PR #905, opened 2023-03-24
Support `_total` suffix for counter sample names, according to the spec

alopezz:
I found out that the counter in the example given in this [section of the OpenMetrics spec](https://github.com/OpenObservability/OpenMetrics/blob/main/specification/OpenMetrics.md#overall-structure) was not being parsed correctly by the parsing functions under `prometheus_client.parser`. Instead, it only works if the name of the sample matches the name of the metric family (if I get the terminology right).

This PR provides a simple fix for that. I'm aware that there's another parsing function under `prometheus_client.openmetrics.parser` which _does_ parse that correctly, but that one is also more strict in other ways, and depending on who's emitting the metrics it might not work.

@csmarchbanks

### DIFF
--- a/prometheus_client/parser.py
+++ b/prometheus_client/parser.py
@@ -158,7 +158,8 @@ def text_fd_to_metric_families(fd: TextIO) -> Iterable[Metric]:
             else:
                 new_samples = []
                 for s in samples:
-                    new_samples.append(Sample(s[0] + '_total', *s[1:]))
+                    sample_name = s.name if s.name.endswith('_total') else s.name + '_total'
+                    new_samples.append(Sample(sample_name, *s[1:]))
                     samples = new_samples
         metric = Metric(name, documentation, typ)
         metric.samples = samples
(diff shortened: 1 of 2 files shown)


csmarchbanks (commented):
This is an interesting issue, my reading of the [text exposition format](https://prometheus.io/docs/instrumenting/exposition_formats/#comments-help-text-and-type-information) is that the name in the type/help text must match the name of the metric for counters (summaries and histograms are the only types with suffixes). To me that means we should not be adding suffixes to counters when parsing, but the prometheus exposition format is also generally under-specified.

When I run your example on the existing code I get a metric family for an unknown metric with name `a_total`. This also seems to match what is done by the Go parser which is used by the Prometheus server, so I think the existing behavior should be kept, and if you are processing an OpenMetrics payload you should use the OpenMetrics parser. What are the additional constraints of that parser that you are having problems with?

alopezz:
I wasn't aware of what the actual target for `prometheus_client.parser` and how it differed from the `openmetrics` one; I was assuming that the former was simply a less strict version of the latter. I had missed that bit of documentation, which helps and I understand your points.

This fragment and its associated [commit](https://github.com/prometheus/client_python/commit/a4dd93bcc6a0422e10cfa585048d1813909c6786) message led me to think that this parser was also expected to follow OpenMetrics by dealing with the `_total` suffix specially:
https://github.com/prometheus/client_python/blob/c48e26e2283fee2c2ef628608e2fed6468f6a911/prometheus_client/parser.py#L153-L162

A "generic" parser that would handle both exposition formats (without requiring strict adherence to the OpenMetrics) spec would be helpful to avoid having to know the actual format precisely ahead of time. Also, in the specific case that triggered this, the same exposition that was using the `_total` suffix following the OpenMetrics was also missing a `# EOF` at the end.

> _Task details_:
A single number is required: the count of lines in the data above that include the word "csmarchbanks".

> _Response to this exercise_:
2